[Activity]:
Copy out every record below, word for word.

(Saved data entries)

PR #792, opened 2018-09-02
Stopped using the custom react-native-svg.d.ts, since react-native-sv…

deregtd:
…g is distributed with a good d.ts file automatically these days.  Updated Types and SvgRect/Path to use a bunch more supported fields on all platforms.  Lots more to add down the road if we want.


extensions/imagesvg/src/common/Types.ts
```diff
@@ -12,16 +12,40 @@ export interface ImageSvgStyle extends RXTypes.ViewStyle {
 }
 export declare type ImageSvgStyleRuleSet = RXTypes.StyleRuleSet<ImageSvgStyle>;
 
-export interface SvgCommonProps {
-    key?: string | number;
+type NumberProp = string | number;
```
erictraut: Why are you supporting strings here? No where else in ReactXP are strings supported for numeric props. I'd prefer to stay consistent.

extensions/imagesvg/src/common/Types.ts
```diff
@@ -12,16 +12,40 @@ export interface ImageSvgStyle extends RXTypes.ViewStyle {
...
+    // These typings are incompatible between web and react-native-svg.  Requires further understanding...
+    // strokeDasharray?: ReadonlyArray<number> | string,
+    strokeDashoffset?: NumberProp;
+    strokeLinecap?: Linecap;
+    strokeLinejoin?: Linejoin;
+    strokeMiterlimit?: NumberProp;
+}
+
+export interface ImageSvgProps extends RXTypes.CommonStyledProps<ImageSvgStyleRuleSet> {
+    // Wacky subset of available props that only does anything on web..?
```
erictraut: Not sure what you mean by "wacky subset...that only does anything on web". These were implemented previously for both web and native. Is the issue that they're defined for images rather than paths?

extensions/imagesvg/src/common/Types.ts
```diff
@@ -31,12 +55,18 @@ export interface ImageSvgProps extends SvgCommonProps, RXTypes.CommonStyledProps
...
     d?: string;
 }
-export interface SvgRectProps extends SvgCommonProps {
-    width: number;
-    height: number;
-    x: number;
-    y: number;
+
+export interface SvgRectProps extends CommonPathProps {
+    x?: NumberProp;
```
erictraut: See comment above about NumberProp. I'd prefer to keep these as "number".

extensions/imagesvg/src/common/Types.ts
```diff
@@ -12,16 +12,40 @@ export interface ImageSvgStyle extends RXTypes.ViewStyle {
...
+    fillRule?: FillRule;
+}
+  
+export interface StrokeProps {
+    strokeColor?: string;   // Different from react-native-svg and web impl -- they just use "stroke"
+    strokeWidth?: NumberProp;
+    strokeOpacity?: NumberProp;
+    // These typings are incompatible between web and react-native-svg.  Requires further understanding...
+    // strokeDasharray?: ReadonlyArray<number> | string,
+    strokeDashoffset?: NumberProp;
```
erictraut: By ReactXP naming standard, this should be "strokeDashOffset". Not sure why "offset" is lowercase here. Same true for LineCap, LineJoin, and MiterLimit.

docs/docs/extensions/imagesvg.md
```diff
@@ -41,18 +41,23 @@ viewBox: string = undefined;
...
+fillColor: string;      // Same as "fill" in react-native-svg and web
+fillOpacity: string|number;
+fillRule: 'evenodd' | 'nonzero';
 
 // Color, width and opacity of stroke; default values are provided by SVG
-strokeColor: color;
-strokeWidth: number;
-strokeOpacity: number;
+strokeColor: string;   // Same as "stroke" in react-native-svg and web
+strokeWidth: string|number;
```
erictraut: See notes below about naming conventions and types.

extensions/imagesvg/src/common/Types.ts
deregtd: Because both the web and the native implementations support number|string, and it's much faster than having to do Number(x) everywhere.

extensions/imagesvg/src/common/Types.ts
deregtd: I copied it all out of react-native-svg.

deregtd:
I'm going to change to making a new filesvg extension made to load and display svg files rather than polluting the more simplistic imagesvg made for dynamic svg generation/rendering.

[Result]:
PR #792, opened 2018-09-02
Stopped using the custom react-native-svg.d.ts, since react-native-sv…

deregtd:
…g is distributed with a good d.ts file automatically these days.  Updated Types and SvgRect/Path to use a bunch more supported fields on all platforms.  Lots more to add down the road if we want.


extensions/imagesvg/src/common/Types.ts
```diff
@@ -12,16 +12,40 @@ export interface ImageSvgStyle extends RXTypes.ViewStyle {
 }
 export declare type ImageSvgStyleRuleSet = RXTypes.StyleRuleSet<ImageSvgStyle>;
 
-export interface SvgCommonProps {
-    key?: string | number;
+type NumberProp = string | number;
```
erictraut: Why are you supporting strings here? No where else in ReactXP are strings supported for numeric props. I'd prefer to stay consistent.

extensions/imagesvg/src/common/Types.ts
```diff
@@ -12,16 +12,40 @@ export interface ImageSvgStyle extends RXTypes.ViewStyle {
...
+    // These typings are incompatible between web and react-native-svg.  Requires further understanding...
+    // strokeDasharray?: ReadonlyArray<number> | string,
+    strokeDashoffset?: NumberProp;
+    strokeLinecap?: Linecap;
+    strokeLinejoin?: Linejoin;
+    strokeMiterlimit?: NumberProp;
+}
+
+export interface ImageSvgProps extends RXTypes.CommonStyledProps<ImageSvgStyleRuleSet> {
+    // Wacky subset of available props that only does anything on web..?
```
erictraut: Not sure what you mean by "wacky subset...that only does anything on web". These were implemented previously for both web and native. Is the issue that they're defined for images rather than paths?

extensions/imagesvg/src/common/Types.ts
```diff
@@ -31,12 +55,18 @@ export interface ImageSvgProps extends SvgCommonProps, RXTypes.CommonStyledProps
...
     d?: string;
 }
-export interface SvgRectProps extends SvgCommonProps {
-    width: number;
-    height: number;
-    x: number;
-    y: number;
+
+export interface SvgRectProps extends CommonPathProps {
+    x?: NumberProp;
```
erictraut: See comment above about NumberProp. I'd prefer to keep these as "number".

extensions/imagesvg/src/common/Types.ts
```diff
@@ -12,16 +12,40 @@ export interface ImageSvgStyle extends RXTypes.ViewStyle {
...
+    fillRule?: FillRule;
+}
+  
+export interface StrokeProps {
+    strokeColor?: string;   // Different from react-native-svg and web impl -- they just use "stroke"
+    strokeWidth?: NumberProp;
+    strokeOpacity?: NumberProp;
+    // These typings are incompatible between web and react-native-svg.  Requires further understanding...
+    // strokeDasharray?: ReadonlyArray<number> | string,
+    strokeDashoffset?: NumberProp;
```
erictraut: By ReactXP naming standard, this should be "strokeDashOffset". Not sure why "offset" is lowercase here. Same true for LineCap, LineJoin, and MiterLimit.

docs/docs/extensions/imagesvg.md
```diff
@@ -41,18 +41,23 @@ viewBox: string = undefined;
...
+fillColor: string;      // Same as "fill" in react-native-svg and web
+fillOpacity: string|number;
+fillRule: 'evenodd' | 'nonzero';
 
 // Color, width and opacity of stroke; default values are provided by SVG
-strokeColor: color;
-strokeWidth: number;
-strokeOpacity: number;
+strokeColor: string;   // Same as "stroke" in react-native-svg and web
+strokeWidth: string|number;
```
erictraut: See notes below about naming conventions and types.

extensions/imagesvg/src/common/Types.ts
deregtd: Because both the web and the native implementations support number|string, and it's much faster than having to do Number(x) everywhere.

extensions/imagesvg/src/common/Types.ts
deregtd: I copied it all out of react-native-svg.

deregtd:
I'm going to change to making a new filesvg extension made to load and display svg files rather than polluting the more simplistic imagesvg made for dynamic svg generation/rendering.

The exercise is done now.